SOURCE MATERIAL START

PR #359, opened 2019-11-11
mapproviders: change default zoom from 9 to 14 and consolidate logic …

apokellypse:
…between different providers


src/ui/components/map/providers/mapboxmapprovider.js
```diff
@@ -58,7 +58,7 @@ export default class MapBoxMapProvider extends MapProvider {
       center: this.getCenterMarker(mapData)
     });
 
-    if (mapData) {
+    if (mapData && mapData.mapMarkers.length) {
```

SOURCE MATERIAL END
SOURCE MATERIAL START

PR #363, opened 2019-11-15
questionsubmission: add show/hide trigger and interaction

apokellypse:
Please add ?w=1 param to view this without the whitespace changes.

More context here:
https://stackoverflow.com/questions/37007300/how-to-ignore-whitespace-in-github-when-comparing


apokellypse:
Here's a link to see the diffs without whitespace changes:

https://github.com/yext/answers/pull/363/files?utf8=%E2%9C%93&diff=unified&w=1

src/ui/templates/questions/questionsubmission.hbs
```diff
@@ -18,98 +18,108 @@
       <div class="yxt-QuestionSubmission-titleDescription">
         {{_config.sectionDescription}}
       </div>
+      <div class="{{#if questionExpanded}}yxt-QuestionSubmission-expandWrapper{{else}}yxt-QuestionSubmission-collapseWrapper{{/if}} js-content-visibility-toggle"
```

SOURCE MATERIAL END
SOURCE MATERIAL START

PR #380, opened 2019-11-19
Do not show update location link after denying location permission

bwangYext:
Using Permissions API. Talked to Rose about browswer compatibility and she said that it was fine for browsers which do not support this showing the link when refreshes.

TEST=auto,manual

SOURCE MATERIAL END

■ PROBLEM DESCRIPTION: Each line of the listing that contains the word "github" must be counted. Give only the resulting figure.

■ TASK SOLUTION: 2